The preceding post already explains, why your example did not work as expected.
However, there are some good coding practices when working with databases, which are important to improve the security of your application (i.e. prevent SQL-injection).
The following example intends to show some of these practices, and assumes PHP 5.2 and MySQL 5.1. (Note that all files and database entries are stored using UTF-8 encoding.)
The database used in this example is called test
, and the table was created as follows:
CREATE TABLE `test`.`entries` (
`id` INT UNSIGNED NOT NULL AUTO_INCREMENT PRIMARY KEY ,
`data` VARCHAR( 100 ) NOT NULL
) ENGINE = InnoDB CHARACTER SET utf8 COLLATE utf8_bin
(Note that the encoding is set to utf8_bin
.)
It follows the php code, which is used for both, adding new entries and creating JSON:
<?
$conn = new PDO('mysql:host=localhost;dbname=test','root','xxx');
$conn->exec("SET NAMES 'utf8'"); // Enable UTF-8 charset for db-communication ..
if(isset($_GET['add_entry'])) {
header('Content-Type: text/plain; charset=UTF-8');
// Add new DB-Entry:
$data = $conn->quote($_GET['add_entry']);
if($conn->exec('INSERT INTO `entries` (`data`) VALUES ('.$data.')')) {
$id = $conn->lastInsertId();
echo 'Created entry '.$id.': '.$_GET['add_entry'];
} else {
$info = $conn->errorInfo();
echo 'Unable to create entry: '. $info[2];
}
} else {
header('Content-Type: text/json; charset=UTF-8');
// Output DB-Entries as JSON:
$entries = array();
if($res = $conn->query('SELECT * FROM `entries`')) {
$res->setFetchMode(PDO::FETCH_ASSOC);
foreach($res as $row) {
$entries[] = $row;
}
}
echo json_encode($entries);
}
?>
Note the usage of the method $conn->quote(..)
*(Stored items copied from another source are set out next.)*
PR #97877, opened 2026-08-29
fix(desktop): exempt the newest turn from the transcript render budget

feliche93:
## Problem

On long agent sessions the transcript flickers / the scroll jumps repeatedly while a turn streams, and again in a burst when it completes.

`firstVisibleGroupIndex` (the DOM history budget in `apps/desktop/src/components/assistant-ui/thread/list.tsx`) walks turns newest-first, summing render weights until the budget is met, **including the newest turn's weight**. While an agent turn streams, its weight climbs on every store flush — and lands in bulk at completion — so the hidden-history boundary advances mid-turn. Each step drops a settled turn off the top and shrinks `scrollHeight` under the stick-to-bottom lock (overflow-anchor is disabled), which reads as flicker/jump. With multiple mounted panes the per-pane budget floor is `RENDER_BUDGET/4`, so a single tool-heavy turn crosses it many times.

The live-tail parts budget (975f4ef38d) fixed the *virtualization* tail sizing but left this *hidden-history* cut mobile.

## Fix

The newest turn spends none of the budget. The cut becomes a function of settled history only: it moves exactly when the next turn begins (its predecessor's now-final weight enters the walk once, at a natural content-change moment), and never while the current turn grows or finishes.

## Tests

- Updated the two fixtures whose expectations encode the old semantics (the crossing-turn-stays-visible intent is preserved with a newest group present).
- Added two regressions: the cut is invariant to the newest turn's weight (streaming → completed), and it advances only when the finished turn joins history.
- `npx vitest run src/components/assistant-ui/thread/list.test.ts` — 30/30 pass.

Running this patch on a source build (macOS arm64) eliminates the mid-turn flicker on long tool-heavy sessions.

### DIFF
--- a/apps/desktop/src/components/assistant-ui/thread/list.test.ts
+++ b/apps/desktop/src/components/assistant-ui/thread/list.test.ts
@@ -215,17 +215,39 @@ describe('firstVisibleGroupIndex', () => {
   })
 
   it('walks newest-first and hides everything before the turn that meets the budget', () => {
-    const groups = [group('old', 50), group('mid', 30), group('new', 30)]
+    const groups = [group('oldest', 50), group('old', 30), group('mid', 30), group('new', 999)]
 
-    // newest-first: 30 (new) < 60, +30 (mid) = 60 >= 60 → mid is the first
-    // visible group, old is hidden.
+    // The newest turn is exempt, then newest-first over history: 30 (mid) < 60,
+    // +30 (old) = 60 >= 60 → old is the first visible group, oldest is hidden.
     expect(firstVisibleGroupIndex(groups, 60)).toBe(1)
   })
 
   it('keeps whole turns intact — the turn that crosses the budget stays visible', () => {
-    const groups = [group('old', 5), group('huge', 500)]
+    const groups = [group('old', 5), group('huge', 500), group('new', 10)]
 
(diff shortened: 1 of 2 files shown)


Enough1122:

**fix(desktop): exempt the newest turn from the transcript render budget**

Well-reasoned fix with tight tests. Exempting the newest turn from the render budget directly addresses the flicker/jump: the streaming turn's weight climbs per flush and lands in bulk on completion, and counting it was walking the cut forward mid-turn, dropping settled turns and shifting `scrollHeight` under stick-to-bottom. Making the cut a pure function of settled history (moving only when the next turn begins) is a sound invariant, and the four new tests cover streaming vs completed, the next-turn advance, and the empty list.

Non-blocking observations:

1. **The budget can no longer trim a single giant newest turn.** Since the newest group is unconditionally exempt, a single very long completed turn is always rendered in full regardless of weight. The docstring declares this intentional ("the cut is a function of settled history only"), so this is a note, not an objection — just confirm it matches product expectations for pathological single-turn transcripts.

2. **`minVisible` now applies to history only.** With the newest turn inherently visible, the `minVisible` parameter governs the settled history. No caller in this diff appears to rely on `minVisible` bounding the newest turn, but worth a glance if one exists elsewhere.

before passing data to the database. As mentioned in the preceding post, it would even be better to use prepared statements, since they already do the whole escaping. Thus, it would be better if we write:
$prepStmt = $conn->prepare('INSERT INTO `entries` (`data`) VALUES (:data)');
if($prepStmt->execute(array('data'=>$_GET['add_entry']))) {...}
instead of
$data = $conn->quote($_GET['add_entry']);
if($conn->exec('INSERT INTO `entries` (`data`) VALUES ('.$data.')')) {...}
Conclusion: Using UTF-8 for all character data stored or transmitted to the user is reasonable. It makes the development of internationalized web applications way easier. To make sure, user-input is properly sent to the database, using an escape function is a good idea. Otherwise, using prepared statements make life and development even easier and furthermore improves your applications security, since SQL-Injection is prevented.